= To do =
Transcribe only part of the material below: the lines from the one containing "image_2024-08-03_112658180" through the one containing "pretty sure there", inclusive, exactly as written.

= Extracted entries =
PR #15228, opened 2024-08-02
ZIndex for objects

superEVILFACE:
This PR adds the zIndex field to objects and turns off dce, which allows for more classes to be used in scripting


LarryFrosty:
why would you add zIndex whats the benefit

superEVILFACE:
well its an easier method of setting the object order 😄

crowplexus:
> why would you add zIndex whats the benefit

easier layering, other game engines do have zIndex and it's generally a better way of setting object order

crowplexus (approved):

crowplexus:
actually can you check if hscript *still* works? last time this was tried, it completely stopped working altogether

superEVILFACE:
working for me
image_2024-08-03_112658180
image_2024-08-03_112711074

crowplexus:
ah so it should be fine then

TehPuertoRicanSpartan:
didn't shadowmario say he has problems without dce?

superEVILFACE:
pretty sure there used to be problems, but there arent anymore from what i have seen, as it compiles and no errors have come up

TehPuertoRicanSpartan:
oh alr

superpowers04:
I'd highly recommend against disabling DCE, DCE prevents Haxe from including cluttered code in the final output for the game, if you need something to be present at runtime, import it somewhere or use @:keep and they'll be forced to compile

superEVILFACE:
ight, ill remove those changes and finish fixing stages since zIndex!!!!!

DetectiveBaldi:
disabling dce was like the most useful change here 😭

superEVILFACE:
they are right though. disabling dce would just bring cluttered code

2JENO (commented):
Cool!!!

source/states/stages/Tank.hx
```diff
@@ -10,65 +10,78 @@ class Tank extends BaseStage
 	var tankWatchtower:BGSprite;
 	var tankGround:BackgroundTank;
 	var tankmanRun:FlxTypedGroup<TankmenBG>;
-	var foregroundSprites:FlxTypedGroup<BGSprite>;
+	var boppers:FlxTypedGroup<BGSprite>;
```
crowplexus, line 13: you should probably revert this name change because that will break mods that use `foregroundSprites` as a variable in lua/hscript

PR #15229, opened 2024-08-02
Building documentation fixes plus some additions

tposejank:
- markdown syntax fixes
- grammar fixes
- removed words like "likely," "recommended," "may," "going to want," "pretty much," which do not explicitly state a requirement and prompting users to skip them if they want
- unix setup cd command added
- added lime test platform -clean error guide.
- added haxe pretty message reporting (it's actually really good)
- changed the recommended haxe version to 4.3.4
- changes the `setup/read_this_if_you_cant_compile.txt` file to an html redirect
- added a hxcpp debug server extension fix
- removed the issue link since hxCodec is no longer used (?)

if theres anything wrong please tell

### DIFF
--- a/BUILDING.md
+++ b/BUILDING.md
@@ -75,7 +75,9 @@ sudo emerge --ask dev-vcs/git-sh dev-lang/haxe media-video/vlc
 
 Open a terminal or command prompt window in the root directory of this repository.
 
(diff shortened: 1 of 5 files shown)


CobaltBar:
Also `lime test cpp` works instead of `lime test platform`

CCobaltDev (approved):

...

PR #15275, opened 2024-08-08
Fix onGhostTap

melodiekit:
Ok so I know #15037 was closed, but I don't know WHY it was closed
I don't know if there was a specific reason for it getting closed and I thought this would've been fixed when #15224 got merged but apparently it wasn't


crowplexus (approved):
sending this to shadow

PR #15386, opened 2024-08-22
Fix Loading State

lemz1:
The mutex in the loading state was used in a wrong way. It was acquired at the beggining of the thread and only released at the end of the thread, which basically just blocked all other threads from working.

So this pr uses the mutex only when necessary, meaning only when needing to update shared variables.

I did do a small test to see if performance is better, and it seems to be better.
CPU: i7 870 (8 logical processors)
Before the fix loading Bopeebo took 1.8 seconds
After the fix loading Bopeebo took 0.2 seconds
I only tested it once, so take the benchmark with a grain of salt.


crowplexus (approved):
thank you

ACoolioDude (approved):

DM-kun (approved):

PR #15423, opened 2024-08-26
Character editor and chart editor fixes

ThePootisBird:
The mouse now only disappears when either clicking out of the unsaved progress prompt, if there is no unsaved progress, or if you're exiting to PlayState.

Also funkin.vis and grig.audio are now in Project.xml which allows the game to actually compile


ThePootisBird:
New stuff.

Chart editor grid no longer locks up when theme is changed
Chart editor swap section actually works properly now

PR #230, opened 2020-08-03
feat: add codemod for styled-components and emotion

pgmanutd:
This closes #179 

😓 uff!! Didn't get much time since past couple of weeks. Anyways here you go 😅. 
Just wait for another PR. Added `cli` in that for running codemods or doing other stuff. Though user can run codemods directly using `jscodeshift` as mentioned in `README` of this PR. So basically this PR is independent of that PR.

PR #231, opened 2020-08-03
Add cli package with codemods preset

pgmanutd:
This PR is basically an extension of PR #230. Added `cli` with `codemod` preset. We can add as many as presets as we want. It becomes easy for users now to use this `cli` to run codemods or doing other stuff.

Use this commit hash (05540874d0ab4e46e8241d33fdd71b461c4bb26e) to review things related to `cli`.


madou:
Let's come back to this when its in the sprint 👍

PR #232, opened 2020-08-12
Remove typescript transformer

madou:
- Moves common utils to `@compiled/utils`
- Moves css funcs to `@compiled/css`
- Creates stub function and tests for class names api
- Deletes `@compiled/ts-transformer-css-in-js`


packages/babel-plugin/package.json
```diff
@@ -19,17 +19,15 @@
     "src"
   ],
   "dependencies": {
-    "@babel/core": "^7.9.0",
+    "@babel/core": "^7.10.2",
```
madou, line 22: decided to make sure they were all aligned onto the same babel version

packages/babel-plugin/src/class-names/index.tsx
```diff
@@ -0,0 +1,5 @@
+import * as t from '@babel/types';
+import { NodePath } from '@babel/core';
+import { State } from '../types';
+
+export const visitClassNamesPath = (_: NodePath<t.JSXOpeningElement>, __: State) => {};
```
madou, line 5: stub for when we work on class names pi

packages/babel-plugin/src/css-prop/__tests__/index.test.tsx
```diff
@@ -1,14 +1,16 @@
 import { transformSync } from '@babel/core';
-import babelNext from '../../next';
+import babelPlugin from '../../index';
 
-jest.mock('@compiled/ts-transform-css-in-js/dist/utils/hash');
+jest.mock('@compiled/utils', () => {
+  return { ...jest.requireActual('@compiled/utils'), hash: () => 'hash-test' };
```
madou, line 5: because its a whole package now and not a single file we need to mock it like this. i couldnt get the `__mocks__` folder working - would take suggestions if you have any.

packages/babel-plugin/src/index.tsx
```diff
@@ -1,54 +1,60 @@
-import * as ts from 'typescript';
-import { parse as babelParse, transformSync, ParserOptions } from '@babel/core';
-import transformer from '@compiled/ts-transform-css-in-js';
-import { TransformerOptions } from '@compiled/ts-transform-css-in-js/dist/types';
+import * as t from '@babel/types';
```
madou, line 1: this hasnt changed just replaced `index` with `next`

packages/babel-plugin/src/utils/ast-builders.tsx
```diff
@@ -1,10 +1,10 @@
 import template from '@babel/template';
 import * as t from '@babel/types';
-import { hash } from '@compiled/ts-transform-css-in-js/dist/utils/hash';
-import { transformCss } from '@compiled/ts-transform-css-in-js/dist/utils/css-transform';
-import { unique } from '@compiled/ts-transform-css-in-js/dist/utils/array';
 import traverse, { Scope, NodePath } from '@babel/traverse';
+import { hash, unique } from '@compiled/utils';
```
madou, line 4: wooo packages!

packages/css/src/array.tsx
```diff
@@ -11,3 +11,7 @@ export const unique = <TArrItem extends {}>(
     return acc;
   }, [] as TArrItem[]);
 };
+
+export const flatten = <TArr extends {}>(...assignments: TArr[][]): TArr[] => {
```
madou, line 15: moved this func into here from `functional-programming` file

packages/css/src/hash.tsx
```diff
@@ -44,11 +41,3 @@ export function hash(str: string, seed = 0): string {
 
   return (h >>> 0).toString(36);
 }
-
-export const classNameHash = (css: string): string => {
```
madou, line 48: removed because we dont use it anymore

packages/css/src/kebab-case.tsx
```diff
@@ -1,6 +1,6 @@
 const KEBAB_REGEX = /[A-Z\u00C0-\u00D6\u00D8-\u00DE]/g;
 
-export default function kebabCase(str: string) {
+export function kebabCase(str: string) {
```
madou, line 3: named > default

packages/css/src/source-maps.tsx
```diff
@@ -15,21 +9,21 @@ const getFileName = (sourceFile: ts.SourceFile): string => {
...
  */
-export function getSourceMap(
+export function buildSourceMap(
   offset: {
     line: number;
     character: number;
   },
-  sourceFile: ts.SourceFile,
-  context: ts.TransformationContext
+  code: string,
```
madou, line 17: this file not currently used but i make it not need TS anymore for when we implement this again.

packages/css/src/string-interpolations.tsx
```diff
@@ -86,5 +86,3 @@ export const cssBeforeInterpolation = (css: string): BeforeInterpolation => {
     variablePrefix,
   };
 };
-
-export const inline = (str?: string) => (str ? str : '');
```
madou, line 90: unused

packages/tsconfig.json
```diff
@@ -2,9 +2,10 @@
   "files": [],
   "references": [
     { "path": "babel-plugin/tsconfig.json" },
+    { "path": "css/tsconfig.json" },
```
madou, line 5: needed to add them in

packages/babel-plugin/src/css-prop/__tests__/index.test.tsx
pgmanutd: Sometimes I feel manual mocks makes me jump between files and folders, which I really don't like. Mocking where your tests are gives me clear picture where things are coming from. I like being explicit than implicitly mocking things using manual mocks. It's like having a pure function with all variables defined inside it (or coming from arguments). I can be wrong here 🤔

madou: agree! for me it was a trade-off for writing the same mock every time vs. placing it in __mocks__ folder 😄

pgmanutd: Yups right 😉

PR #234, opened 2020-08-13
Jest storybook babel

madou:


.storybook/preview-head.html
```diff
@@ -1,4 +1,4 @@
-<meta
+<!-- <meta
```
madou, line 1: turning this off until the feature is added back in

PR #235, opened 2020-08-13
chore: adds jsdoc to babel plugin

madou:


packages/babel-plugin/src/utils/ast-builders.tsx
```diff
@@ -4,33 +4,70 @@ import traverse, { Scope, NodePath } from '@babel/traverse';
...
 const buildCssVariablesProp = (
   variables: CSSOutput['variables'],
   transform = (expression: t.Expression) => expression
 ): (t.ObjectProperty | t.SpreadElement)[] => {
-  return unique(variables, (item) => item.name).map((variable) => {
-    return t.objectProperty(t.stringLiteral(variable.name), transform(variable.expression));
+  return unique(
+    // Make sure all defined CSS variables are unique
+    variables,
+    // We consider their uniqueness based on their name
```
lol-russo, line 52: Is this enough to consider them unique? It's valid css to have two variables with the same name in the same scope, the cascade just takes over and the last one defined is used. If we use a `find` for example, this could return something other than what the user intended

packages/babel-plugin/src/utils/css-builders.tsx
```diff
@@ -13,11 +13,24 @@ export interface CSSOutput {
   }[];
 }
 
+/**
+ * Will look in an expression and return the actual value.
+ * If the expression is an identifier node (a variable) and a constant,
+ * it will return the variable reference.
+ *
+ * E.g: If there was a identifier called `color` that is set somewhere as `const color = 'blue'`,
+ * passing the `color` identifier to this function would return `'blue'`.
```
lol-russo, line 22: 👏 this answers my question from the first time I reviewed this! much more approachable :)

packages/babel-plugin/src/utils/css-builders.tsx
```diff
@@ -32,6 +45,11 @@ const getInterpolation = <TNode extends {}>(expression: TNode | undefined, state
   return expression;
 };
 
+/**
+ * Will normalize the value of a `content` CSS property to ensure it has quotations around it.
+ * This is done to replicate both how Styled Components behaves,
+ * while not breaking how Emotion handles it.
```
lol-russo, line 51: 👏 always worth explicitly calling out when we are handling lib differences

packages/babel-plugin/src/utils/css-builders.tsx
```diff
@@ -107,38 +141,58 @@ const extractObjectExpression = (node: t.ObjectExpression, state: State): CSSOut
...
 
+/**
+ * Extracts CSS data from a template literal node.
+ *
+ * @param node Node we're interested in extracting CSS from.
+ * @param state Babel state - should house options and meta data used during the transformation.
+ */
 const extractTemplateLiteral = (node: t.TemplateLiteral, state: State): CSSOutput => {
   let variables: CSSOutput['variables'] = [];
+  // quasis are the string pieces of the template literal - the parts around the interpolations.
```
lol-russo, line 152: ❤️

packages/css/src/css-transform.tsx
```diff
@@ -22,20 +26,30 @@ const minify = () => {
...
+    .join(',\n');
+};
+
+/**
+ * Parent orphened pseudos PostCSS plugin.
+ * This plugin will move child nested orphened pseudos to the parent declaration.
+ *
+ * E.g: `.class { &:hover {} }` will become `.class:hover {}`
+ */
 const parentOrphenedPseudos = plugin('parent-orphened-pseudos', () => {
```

= Answer to this exercise =
image_2024-08-03_112658180
image_2024-08-03_112711074

crowplexus:
ah so it should be fine then

TehPuertoRicanSpartan:
didn't shadowmario say he has problems without dce?

superEVILFACE:
pretty sure there used to be problems, but there arent anymore from what i have seen, as it compiles and no errors have come up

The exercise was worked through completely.